GOAL OF THE EXERCISE: Report every line below that holds the word "exports".
(RECORD EXTRACTS begins)
PR #527, opened 2026-08-10
feat(appkit): add opt-in generated database reads

ditadi:
## Stack

- [**#525** — the database runtime](https://github.com/databricks/appkit/pull/525)
  - [**#526** — the typed plugin API](https://github.com/databricks/appkit/pull/526)
    - [**#527** — generated reads](https://github.com/databricks/appkit/pull/527) ← **you are here**

Each PR targets the one above it, so the diff shown here is only the delta on top of #526. Review in order.

## What

Adds the first HTTP surface: `crudRoutes` projects the typed read API from #526 onto generated `GET /:table` and `GET /:table/:id` routes. It is off by default and opt-in per table, because a generated route is reachable by anyone the app admits.

```ts
database({
  schema,
  crudRoutes: { tables: ["notes"] },
  hooks: {
    notes: {
      serialize: (row) => ({ ...row, excerpt: String(row.body).slice(0, 80) }),
    },
  },
});
```

```
GET /api/database/notes?where={"author":{"eq":"ada"}}&order={"createdAt":"desc"}&limit=20
→ { "items": [...], "limit": 20, "offset": 0 }

GET /api/database/notes/42
→ { "id": 42, "body": "...", "createdAt": "..." }
```

Only writes are missing after this PR; they arrive in the next one.

## Changes

**Exposure is a decision per table (`crud/exposure.ts`)**

`crudRoutes` accepts `false` (the default), `true`, or `{ tables: [...] }`, and the table names are checked against the schema type, so a typo does not silently expose nothing. An enabled table is also what makes it includable from its neighbours: a relation whose target is not enabled cannot be included, so one table's data sits behind exactly one decision rather than leaking through a join.

**The query grammar is bounded before any SQL runs (`crud/query.ts`)**

`where`, `order`, `select`, `include`, `limit`, and `offset` are decoded from the raw query string — not from Express's normalized `req.query`, which would accept repeated and array-shaped parameters. Every decoded piece is checked against the table's compiled columns: an unknown column, an operator the column's kind does not support, or a value that fails its codec is a 400 before the plugin is asked for anything.

The budgets are explicit constants in `defaults.ts` and are all enforced at decode time: query string size, `where` nesting depth and condition count, `order` field count, `offset` ceiling, and the number of rows the include tree may materialize. `limit` defaults to a page and is capped by the same wire cap a typed caller sees, so HTTP cannot ask for more than server code can.

Rejections name a fixed parameter and a fixed sentence. The decoder never echoes caller-supplied text back into the response.

**Rows are shaped, not forwarded (`crud/contract.ts`, `crud/codecs.ts`)**

Each enabled table compiles once into a `CrudTable`: its public columns, their codecs, its primary key decoder, and a projection that drops private columns. A row is projected before it reaches the optional `serialize` hook, so a serializer cannot re-expose a column the schema marked private, and the hook's output is re-sanitized against depth and node budgets afterwards. `serialize` is typed to return synchronously — a `Promise` does not compile — because it runs inside the response path.

**Responses are bounded and never cached**

The encoded body is measured before it is sent, so a request that would exceed the byte budget fails as `413` instead of streaming a partial answer. Every generated read sends `Cache-Control: no-store`: the same URL answers differently once the table changes.

**Pagination is stable**

The list handler appends the primary key to whatever `order` the caller asked for, so rows with equal sort keys cannot reshuffle between pages. A table without a primary key has no tie-breaker to append, so it must name its own `order` and is told so.

**Spans**

Each generated read runs inside a span named for its route template, not its URL, and a failure is recorded as `not_found`, `rejected`, or `failed` — derived from the safe status code, so cardinality stays bounded and no caller input reaches the span.

## Known limitation

Text filters accept caller-supplied `like`/`ilike` patterns, and this beta adds no statement cancellation below the connector, so an expensive pattern runs to completion while holding its pooled connection. This is documented on `CrudRoutesConfig` alongside the note that generated routes carry no per-user filter.

## Verification

- `pnpm vitest run` — 4109 passing, 1 skipped; new suites cover the query decoder and its budgets, the codecs, the row contract, the route handlers, and the read spans

### DIFF
--- a/packages/appkit/src/plugins/database/crud/contract.ts
+++ b/packages/appkit/src/plugins/database/crud/contract.ts
@@ -182,7 +182,10 @@ function compileTable(table: AppKitTable): MutableCrudTable {
   for (const meta of Object.values(table.$columns)) {
     const column = compileColumn(meta);
     columns.set(meta.columnName, column);
-    if (meta.primaryKey) primaryKey = column;
+    // A private key must not power `GET /:table/:id`: per-id probing would
+    // answer 200 or 404 on an identifier the schema hides, so over HTTP the
+    // table is keyless — no detail route, and lists must name their own order.
+    if (meta.primaryKey && !meta.isPrivate) primaryKey = column;
     if (meta.isPrivate) continue;
     selectable.add(meta.columnName);
     if (filterOperatorsForKind(meta.kind).length > 0) {
--- a/packages/appkit/src/plugins/database/crud/contract.ts
+++ b/packages/appkit/src/plugins/database/crud/contract.ts
@@ -1,0 +1,243 @@
+import {
+  DatabasePluginError,
+  invalidDatabaseInput,
+} from "../../../database/errors";
+import type { IdValue, Row } from "../../../database/runtime";
+import type { AppKitTable } from "../../../database/schema-builder";
+import { filterOperatorsForKind } from "../../../database/schema-builder/types";
+import { MAX_SERIALIZED_DEPTH, MAX_SERIALIZED_NODES } from "../defaults";
+import { type CompiledColumn, compileColumn, type JsonValue } from "./codecs";
+
+/** One relation edge wired to the contract of its target table. */
+export interface CrudRelation {
+  readonly cardinality: "toOne" | "toMany";
+  readonly target: CrudTable;
+}
+
+/** Private HTTP contract compiled once for one explicitly exposed table. */
+export interface CrudTable {
+  readonly name: string;
+  readonly primaryKey?: CompiledColumn;
+  readonly columns: ReadonlyMap<string, CompiledColumn>;
+  /** Public columns a request may project. */
+  readonly selectable: ReadonlySet<string>;
+  /** Public columns a request may filter or order by. */
+  readonly queryable: ReadonlySet<string>;
+  readonly relations: ReadonlyMap<string, CrudRelation>;
+  decodeId(raw: string): IdValue;
+  projectPublicRow(row: Row): JsonValue;
+  sanitizeSerializedRow(row: unknown): JsonValue;
+}
+
+type MutableCrudTable = Omit<CrudTable, "relations"> & {
+  readonly relations: Map<string, CrudRelation>;
+};
+
+interface SanitizeState {
+  nodes: number;
+  readonly ancestors: Set<object>;
+}
+
+/** A bare object literal; a `Date`, class instance, or `Map` is not JSON. */
+function isPlainObject(value: unknown): value is Record<string, unknown> {
+  if (value === null || typeof value !== "object" || Array.isArray(value)) {
+    return false;
+  }
+  const prototype = Object.getPrototypeOf(value);
+  return prototype === Object.prototype || prototype === null;
+}
+
+/** A serializer that breaks its contract is trusted code failing, not input. */
+function serializerFault(): never {
+  throw new DatabasePluginError("INTERNAL", "read");
+}
+
+/** Charge one value against the output budget before descending into it. */
+function countNode(depth: number, state: SanitizeState): void {
+  state.nodes += 1;
+  if (state.nodes > MAX_SERIALIZED_NODES || depth > MAX_SERIALIZED_DEPTH) {
+    serializerFault();
+  }
+}
+
+/** Walk a container while its ancestors are tracked, so a cycle cannot pass. */
+function enterObject<T>(
+  value: object,
+  state: SanitizeState,
+  visit: () => T,
+): T {
+  if (state.ancestors.has(value)) serializerFault();
+  state.ancestors.add(value);
+  try {
+    return visit();
+  } finally {
+    state.ancestors.delete(value);
+  }
+}
+
+/** Accept a serializer's own added value only where it is already JSON. */
+function sanitizeJson(
+  value: unknown,
+  depth: number,
+  state: SanitizeState,
+): JsonValue {
+  countNode(depth, state);
+  if (
+    value === null ||
+    typeof value === "string" ||
+    typeof value === "boolean"
+  ) {
+    return value;
+  }
+  if (typeof value === "number") {
+    if (!Number.isFinite(value)) serializerFault();
+    return value;
+  }
+  if (Array.isArray(value)) {
+    return enterObject(value, state, () =>
+      value.map((item) => sanitizeJson(item, depth + 1, state)),
+    );
+  }
+  if (!isPlainObject(value)) serializerFault();
+  return enterObject(value, state, () => {
+    // A null prototype keeps `__proto__` an ordinary key instead of a setter.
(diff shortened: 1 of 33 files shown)


packages/appkit/src/plugins/database/database.ts
```diff
@@ -48,6 +69,49 @@ export class DatabasePlugin<TSchema extends Schema> extends Plugin<
...
+      | Record<string, { serialize?: ReadSerializer } | undefined>
+      | undefined;
+    // Every exposed name is a declared table, so its export is an entity client.
+    const entities = () =>
+      this.exports() as unknown as Record<string, CrudReadEntity>;
+
+    for (const table of tables.values()) {
+      const deps: ReadRouteDeps = {
+        table,
+        entity: () => entities()[table.name],
```
MarioCadenas, line 94: **[High] Generated routes have no per-user / per-row authorization.** The handler resolves its entity via `this.exports()` (service principal) with no `.asUser(req)` and no owner/row-scope predicate — the `.owner()` concept was dropped in #525. So enabling a table (especially `crudRoutes: true`, which exposes every table) makes every non-private column of every row readable by anyone the app admits, ignoring their own DB grants. It is documented in the `types.ts` docstring, but there is no code-level guardrail or owner-scope seam. Consider requiring an explicit per-table authorization/owner callback (and/or OBO execution).

_Automated review finding._

packages/appkit/src/plugins/database/crud/routes.ts
```diff
@@ -0,0 +1,181 @@
...
+ */
+function writeJson(res: Response, status: number, payload: string): void {
+  res.status(status);
+  res.type("application/json");
+  res.setHeader("Cache-Control", "no-store");
+  res.send(payload);
+}
+
+/** Measure the encoded body before sending so no partial response escapes. */
+function sendJson(res: Response, body: JsonValue): void {
```
MarioCadenas, line 111: **[Medium] The response-size cap is enforced only after full in-memory materialization.** `sendJson` runs `JSON.stringify(body)` then checks `Buffer.byteLength > MAX_RESPONSE_BYTES`, so up to `limit` rows (× 2–3 projected copies) and the entire response string are built in memory before the 413. `MAX_MATERIALIZED_NODES` bounds row *count*, not bytes, so a list over fat text/jsonb columns spikes heap regardless of the cap; N concurrent such requests → GC thrash / OOM even though each is ultimately rejected. Cap row count, or measure incrementally before building the string.

_Automated review finding._

packages/appkit/src/plugins/database/crud/query.ts
```diff
@@ -0,0 +1,472 @@
...
+  if (value === undefined)
+    reject(parameter, "Operand does not match its column type");
+  return value;
+}
+
+/**
+ * Decode the predicate on one column against the operator matrix its kind
+ * allows, counting conditions so a filter cannot grow without bound.
+ */
+function decodeCondition(
```
MarioCadenas, line 177: **[Medium] Reads have no timeout / statement cancellation → connection-pool exhaustion.** `databaseReadDefaults` sets no `timeout`, so there is no `TimeoutInterceptor` and no AbortSignal deadline; a caller-supplied leading-wildcard `like`/`ilike` (accepted here for string columns) forces a sequential scan that holds its pooled connection to completion. N concurrent such requests (≥ pool size) block all reads *and* writes. Add a `statement_timeout` on the connection and/or a read deadline.

_Automated review finding._

packages/appkit/src/plugins/database/crud/contract.ts
```diff
@@ -0,0 +1,243 @@
...
+function compileTable(table: AppKitTable): MutableCrudTable {
+  const columns = new Map<string, CompiledColumn>();
+  const selectable = new Set<string>();
+  const queryable = new Set<string>();
+  let primaryKey: CompiledColumn | undefined;
+
+  for (const meta of Object.values(table.$columns)) {
+    const column = compileColumn(meta);
+    columns.set(meta.columnName, column);
+    if (meta.primaryKey) primaryKey = column;
```
MarioCadenas: **[Low-Medium] A private primary key still powers the detail route.** `primaryKey` is assigned here *before* the `if (meta.isPrivate) continue`, so a `.private()` PK is excluded from `selectable`/`queryable` (good) but still registers `GET /:table/:id` and `decodeId`. The result is an enumeration/existence oracle keyed on the id the author marked private (the value is never echoed and list rows omit it, so clients cannot discover ids — but per-id probing returns 200 vs 404). Consider treating a private-PK table as keyless for HTTP, or requiring a public id.

_Automated review finding._

atilafassina (approved):

atilafassina:
2 possible PII-leak sites in stream logs: drizzle-data-path.ts:134 (primary — carries params) and errors.ts:110 (unclassified path, can also receive a DrizzleQueryError). The two lifecycle.ts sites are lower-risk — schema-validation and select 1 health-check errors carry no row params (setup can carry connection/infra detail, worth trimming eventually, but not the row-PII concern).

packages/appkit/src/plugins/database/database.ts
ditadi: This is on purpose, the first version is SP only. OBO and Lakebase have a weird relationship, and we're not sure we want to encourage it. 

Authentication to the database is via SP, not each user.

packages/appkit/src/plugins/database/crud/routes.ts
ditadi: nice, fixed.

List responses are now encoded row by row against the byte budget, so the 413 fires before further rows are projected or serialized; memory stays bounded by the budget.

packages/appkit/src/plugins/database/crud/query.ts
ditadi: Fixed.

every pooled connection now carries a server-side statement_timeout (30s), so PostgreSQL cancels an expensive pattern and frees the connection; query_canceled (57014) is classified as transient (503).

packages/appkit/src/plugins/database/crud/contract.ts
ditadi: Fixed.

A private primary key no longer registers GET /:table/:id. The table is keyless over HTTP, so there is no per-id existence probe.

ditadi:
> 2 possible PII-leak sites in stream logs: drizzle-data-path.ts:134 (primary — carries params) and errors.ts:110 (unclassified path, can also receive a DrizzleQueryError). The two lifecycle.ts sites are lower-risk — schema-validation and select 1 health-check errors carry no row params (setup can carry connection/infra detail, worth trimming eventually, but not the row-PII concern).

Fixed.

The errors.ts unclassified path now logs only the error's constructor-name chain (never %O), so a DrizzleQueryError can't leak query text or params; the drizzle-data-path site was already fixed in an earlier push.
(RECORD EXTRACTS ends)
EXPECTED ANSWER:
+      this.exports() as unknown as Record<string, CrudReadEntity>;
MarioCadenas, line 94: **[High] Generated routes have no per-user / per-row authorization.** The handler resolves its entity via `this.exports()` (service principal) with no `.asUser(req)` and no owner/row-scope predicate — the `.owner()` concept was dropped in #525. So enabling a table (especially `crudRoutes: true`, which exposes every table) makes every non-private column of every row readable by anyone the app admits, ignoring their own DB grants. It is documented in the `types.ts` docstring, but there is no code-level guardrail or owner-scope seam. Consider requiring an explicit per-table authorization/owner callback (and/or OBO execution).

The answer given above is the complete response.